ASSIGNED TASK: Below are records; count how many of their lines contain the word "saved" and give the number alone.

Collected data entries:
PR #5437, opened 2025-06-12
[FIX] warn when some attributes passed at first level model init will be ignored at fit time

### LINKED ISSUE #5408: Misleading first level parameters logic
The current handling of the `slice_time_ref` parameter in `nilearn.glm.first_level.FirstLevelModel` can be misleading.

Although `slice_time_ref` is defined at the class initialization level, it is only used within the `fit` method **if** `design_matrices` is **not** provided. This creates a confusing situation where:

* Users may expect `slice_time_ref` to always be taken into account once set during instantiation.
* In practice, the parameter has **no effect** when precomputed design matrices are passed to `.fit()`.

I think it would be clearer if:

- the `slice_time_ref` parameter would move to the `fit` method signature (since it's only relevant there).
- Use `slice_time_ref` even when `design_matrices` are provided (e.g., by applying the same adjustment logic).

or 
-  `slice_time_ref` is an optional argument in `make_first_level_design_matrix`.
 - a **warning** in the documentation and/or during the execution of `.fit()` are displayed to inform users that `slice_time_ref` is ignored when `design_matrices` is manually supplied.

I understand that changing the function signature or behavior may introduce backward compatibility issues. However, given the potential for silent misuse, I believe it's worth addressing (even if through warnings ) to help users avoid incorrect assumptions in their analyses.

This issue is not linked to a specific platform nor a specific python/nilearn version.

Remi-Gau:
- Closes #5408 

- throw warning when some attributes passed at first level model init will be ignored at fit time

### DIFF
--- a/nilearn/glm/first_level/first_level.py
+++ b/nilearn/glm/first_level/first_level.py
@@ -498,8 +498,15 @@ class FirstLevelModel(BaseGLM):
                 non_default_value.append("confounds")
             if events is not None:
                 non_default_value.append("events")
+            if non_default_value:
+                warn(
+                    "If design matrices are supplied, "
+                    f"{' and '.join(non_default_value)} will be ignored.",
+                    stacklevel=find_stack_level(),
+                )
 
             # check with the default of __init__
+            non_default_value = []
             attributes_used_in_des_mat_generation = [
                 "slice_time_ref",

==

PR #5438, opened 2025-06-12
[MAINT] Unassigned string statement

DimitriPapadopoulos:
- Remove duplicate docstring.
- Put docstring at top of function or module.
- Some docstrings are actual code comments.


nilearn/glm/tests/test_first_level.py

--

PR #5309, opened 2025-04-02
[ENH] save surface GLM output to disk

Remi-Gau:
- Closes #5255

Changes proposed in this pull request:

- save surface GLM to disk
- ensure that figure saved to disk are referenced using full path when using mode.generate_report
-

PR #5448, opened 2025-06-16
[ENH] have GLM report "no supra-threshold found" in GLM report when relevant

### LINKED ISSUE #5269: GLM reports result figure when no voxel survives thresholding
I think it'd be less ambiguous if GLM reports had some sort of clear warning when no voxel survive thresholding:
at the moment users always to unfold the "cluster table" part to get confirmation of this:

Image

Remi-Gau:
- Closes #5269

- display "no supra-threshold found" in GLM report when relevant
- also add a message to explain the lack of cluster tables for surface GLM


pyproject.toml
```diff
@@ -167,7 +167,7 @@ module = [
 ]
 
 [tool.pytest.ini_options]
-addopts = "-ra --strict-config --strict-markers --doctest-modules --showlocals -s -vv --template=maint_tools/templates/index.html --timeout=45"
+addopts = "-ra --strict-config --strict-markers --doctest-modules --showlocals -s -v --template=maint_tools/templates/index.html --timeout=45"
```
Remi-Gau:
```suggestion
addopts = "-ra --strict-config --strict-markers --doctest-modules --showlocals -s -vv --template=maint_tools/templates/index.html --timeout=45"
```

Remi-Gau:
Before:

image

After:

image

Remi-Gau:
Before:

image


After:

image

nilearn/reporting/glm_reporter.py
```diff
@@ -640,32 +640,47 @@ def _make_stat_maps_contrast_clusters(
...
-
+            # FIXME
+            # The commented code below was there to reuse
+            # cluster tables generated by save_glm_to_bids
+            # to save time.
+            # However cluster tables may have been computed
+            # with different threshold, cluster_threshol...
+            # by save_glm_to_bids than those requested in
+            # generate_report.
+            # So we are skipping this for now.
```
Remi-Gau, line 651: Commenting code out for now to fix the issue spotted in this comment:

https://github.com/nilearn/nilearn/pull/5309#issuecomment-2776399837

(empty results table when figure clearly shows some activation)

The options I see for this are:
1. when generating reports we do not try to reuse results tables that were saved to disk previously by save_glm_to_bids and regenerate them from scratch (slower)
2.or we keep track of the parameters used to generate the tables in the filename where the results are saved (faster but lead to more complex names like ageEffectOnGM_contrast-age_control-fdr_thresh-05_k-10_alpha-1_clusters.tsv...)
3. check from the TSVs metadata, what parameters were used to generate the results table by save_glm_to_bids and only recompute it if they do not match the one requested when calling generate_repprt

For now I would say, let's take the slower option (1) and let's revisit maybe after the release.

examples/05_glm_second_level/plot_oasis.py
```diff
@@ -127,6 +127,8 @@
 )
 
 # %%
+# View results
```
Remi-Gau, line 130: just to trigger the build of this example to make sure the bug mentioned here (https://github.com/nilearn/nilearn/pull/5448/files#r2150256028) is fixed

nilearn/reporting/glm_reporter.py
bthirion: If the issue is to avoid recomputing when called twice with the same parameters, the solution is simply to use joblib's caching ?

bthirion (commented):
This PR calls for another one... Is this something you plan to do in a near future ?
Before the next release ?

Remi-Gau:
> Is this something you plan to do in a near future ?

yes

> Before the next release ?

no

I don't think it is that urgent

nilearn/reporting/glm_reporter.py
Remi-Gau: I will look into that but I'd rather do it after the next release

SOLUTION: 3